To complement the pop-up, the retailer’s BG Restaurant will serve Peruvian cuisine from its specially created lunch menu through Oct. 5 — think of avocado ceviche, mahi-mahi filet with aji amarillo sauce or a cherimoya mousse with blueberries — in addition to offering Peru’s classic cocktails such as Pisco Sours and spicy Pisco Mules.

The partnership is the second collaboration between Peru and Bergdorf Goodman. Brooke Fisher, vice president and divisional merchandising manager, women’s contemporary, Bergdorf Goodman, told WWD, “The fact that alpaca is one of the most sustainable resources and typically sourced from rural Andean communities is very attractive to the environmentally conscious customer. At the same time, the fabric is also extremely soft, luxe, and durable, which appeals to the luxury clientele.” Fisher continued, “Fashion in Peru is rich in color and texture. I chose these five designers because they perfectly represented the Peruvian culture and created emotional pieces that I knew the BG customer would gravitate towards.”

Once considered the “gold of the Andes” and worn by Incan royalty, today alpaca is touted as a wholly sustainable fiber, as it is hypoallergenic, water-resistant, temperature controlled, biodegradable, antimicrobial, breathable, lightweight and obtained annually through “ecological and ethically sound practices,” according to the trade commission of Peru in New York. Alpaca fiber manufacturing processes in Peru “prioritize environmental responsibility with many factories having zero waste policies and global manufacturing certifications,” and the animals are entirely unharmed from shearing. Alpacas are also “the greenest animals of all,” as they do not destroy land from their eating methods or treading, the organization said.

The “Passport to Peru” pop-up at Bergdorf Goodman. Photo courtesy of Trade Commission of Peru in New York. 

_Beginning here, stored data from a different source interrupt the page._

Issue #4458, opened 2025-10-01
ArrayIndexOutOfBoundsException in PolyTypeBinding


basilevs:
# Test steps 
- Create following class in JDT
- Compile or open it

Alpaca del Peru is a brand created by the Peruvian government to help promote alpaca’s many uses across apparel, outerwear and accessories. Conrado Falco, director of the trade commission in New York, said, “The exports of Alpaca del Peru are growing exponentially, with an increase of 29 percent during 2017 and an additional growth of 49 percent during the first half of 2018. At market prices, this would represent between U.S. $1 billion and $1.5 billion, depending on the mark-up of the raw materials in the garments for 2018.”

Conrado told WWD, “Alpaca del Peru is the country’s brand, developed to promote a differential, almost exclusive product of Peru. Meaning, that 80 percent of the global Alpaca population is in Peru and Peruvians have been working with this luxury material for thousands of years. We expect that Alpaca will be a key material in the fashion industry for decades to come and will grow more than 10 percent each year, maintaining its unique position as the best in sustainable luxury.” Falco added, “Through various initiatives, we have been taking between 15 and 25 designers from New York and the U.S. and Canada to Peru every year so they can experience first-hand the Alpaca environment and the way rural families and working women are responsibly included in the Alpaca industry. They return home as Alpaca fans. Many international brands, from the big design houses in France and Italy as well as those in Japan, Korea and China, are also using 100 percent Peruvian Alpaca, blends with it, and manufacturing in Peru.”